[[ Task data open ]]

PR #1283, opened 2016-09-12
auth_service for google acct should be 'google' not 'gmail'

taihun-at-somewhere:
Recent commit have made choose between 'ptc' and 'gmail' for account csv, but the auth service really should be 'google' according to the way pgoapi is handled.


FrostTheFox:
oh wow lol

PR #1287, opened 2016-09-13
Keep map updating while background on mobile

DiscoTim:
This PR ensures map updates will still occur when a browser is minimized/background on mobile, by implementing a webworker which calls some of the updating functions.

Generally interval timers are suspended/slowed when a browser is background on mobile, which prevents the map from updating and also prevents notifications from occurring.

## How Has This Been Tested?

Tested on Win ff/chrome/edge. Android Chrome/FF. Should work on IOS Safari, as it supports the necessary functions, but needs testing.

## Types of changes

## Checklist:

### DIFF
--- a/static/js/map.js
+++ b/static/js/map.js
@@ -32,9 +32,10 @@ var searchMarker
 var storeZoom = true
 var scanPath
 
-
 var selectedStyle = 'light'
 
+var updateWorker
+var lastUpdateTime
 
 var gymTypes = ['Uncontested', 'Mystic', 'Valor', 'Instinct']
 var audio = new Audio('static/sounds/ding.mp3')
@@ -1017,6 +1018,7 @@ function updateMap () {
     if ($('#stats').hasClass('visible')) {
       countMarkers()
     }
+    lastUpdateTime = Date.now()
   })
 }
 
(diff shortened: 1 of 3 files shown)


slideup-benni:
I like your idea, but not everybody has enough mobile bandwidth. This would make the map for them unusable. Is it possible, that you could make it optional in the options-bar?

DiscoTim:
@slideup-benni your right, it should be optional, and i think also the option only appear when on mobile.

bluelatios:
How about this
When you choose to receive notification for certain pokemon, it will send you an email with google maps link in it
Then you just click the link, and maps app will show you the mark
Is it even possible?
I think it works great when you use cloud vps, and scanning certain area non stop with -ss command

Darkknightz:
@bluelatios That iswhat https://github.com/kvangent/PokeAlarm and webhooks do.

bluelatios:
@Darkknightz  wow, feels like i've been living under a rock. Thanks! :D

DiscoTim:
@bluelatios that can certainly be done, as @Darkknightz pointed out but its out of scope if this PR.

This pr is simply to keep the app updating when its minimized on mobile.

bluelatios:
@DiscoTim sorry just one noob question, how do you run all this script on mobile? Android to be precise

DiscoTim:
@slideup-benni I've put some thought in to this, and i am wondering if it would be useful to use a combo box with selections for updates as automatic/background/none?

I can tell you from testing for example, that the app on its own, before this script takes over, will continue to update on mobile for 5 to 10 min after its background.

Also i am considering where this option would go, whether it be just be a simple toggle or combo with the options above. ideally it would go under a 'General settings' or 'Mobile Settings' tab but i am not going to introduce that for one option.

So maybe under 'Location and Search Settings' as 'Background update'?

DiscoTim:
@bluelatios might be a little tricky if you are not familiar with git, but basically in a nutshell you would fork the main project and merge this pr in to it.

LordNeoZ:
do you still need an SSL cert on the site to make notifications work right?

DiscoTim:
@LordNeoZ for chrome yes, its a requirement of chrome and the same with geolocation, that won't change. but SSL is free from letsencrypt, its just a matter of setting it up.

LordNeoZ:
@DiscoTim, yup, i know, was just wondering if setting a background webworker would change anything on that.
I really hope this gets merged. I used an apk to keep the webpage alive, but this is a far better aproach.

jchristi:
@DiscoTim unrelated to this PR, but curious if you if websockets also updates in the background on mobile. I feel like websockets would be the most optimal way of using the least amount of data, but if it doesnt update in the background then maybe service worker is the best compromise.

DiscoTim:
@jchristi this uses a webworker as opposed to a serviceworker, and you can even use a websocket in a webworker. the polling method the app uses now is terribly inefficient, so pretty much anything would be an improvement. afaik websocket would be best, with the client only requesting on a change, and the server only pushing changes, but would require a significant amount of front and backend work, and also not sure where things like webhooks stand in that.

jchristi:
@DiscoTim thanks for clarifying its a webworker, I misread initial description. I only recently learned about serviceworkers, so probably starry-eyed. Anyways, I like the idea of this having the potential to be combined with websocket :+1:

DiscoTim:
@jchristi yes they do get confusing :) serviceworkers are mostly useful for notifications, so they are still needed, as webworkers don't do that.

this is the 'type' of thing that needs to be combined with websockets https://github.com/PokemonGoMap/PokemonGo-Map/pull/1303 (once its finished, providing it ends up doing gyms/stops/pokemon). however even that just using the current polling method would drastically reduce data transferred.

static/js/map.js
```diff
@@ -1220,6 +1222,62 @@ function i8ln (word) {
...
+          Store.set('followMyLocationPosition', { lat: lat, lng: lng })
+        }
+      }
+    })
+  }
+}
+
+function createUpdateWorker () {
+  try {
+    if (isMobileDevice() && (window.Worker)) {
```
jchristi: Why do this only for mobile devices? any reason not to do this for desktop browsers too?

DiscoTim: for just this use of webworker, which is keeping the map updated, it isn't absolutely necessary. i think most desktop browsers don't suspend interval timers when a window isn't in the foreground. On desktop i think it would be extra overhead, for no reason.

[[ Task data closed ]]

Work instruction:
Of the lines above, output exactly those from the line bearing "## How Has This Been Tested?" through the line bearing "How about this", inclusive.

Output of the task:
## How Has This Been Tested?

Tested on Win ff/chrome/edge. Android Chrome/FF. Should work on IOS Safari, as it supports the necessary functions, but needs testing.

## Types of changes

## Checklist:

### DIFF
--- a/static/js/map.js
+++ b/static/js/map.js
@@ -32,9 +32,10 @@ var searchMarker
 var storeZoom = true
 var scanPath
 
-
 var selectedStyle = 'light'
 
+var updateWorker
+var lastUpdateTime
 
 var gymTypes = ['Uncontested', 'Mystic', 'Valor', 'Instinct']
 var audio = new Audio('static/sounds/ding.mp3')
@@ -1017,6 +1018,7 @@ function updateMap () {
     if ($('#stats').hasClass('visible')) {
       countMarkers()
     }
+    lastUpdateTime = Date.now()
   })
 }
 
(diff shortened: 1 of 3 files shown)


slideup-benni:
I like your idea, but not everybody has enough mobile bandwidth. This would make the map for them unusable. Is it possible, that you could make it optional in the options-bar?

DiscoTim:
@slideup-benni your right, it should be optional, and i think also the option only appear when on mobile.

bluelatios:
How about this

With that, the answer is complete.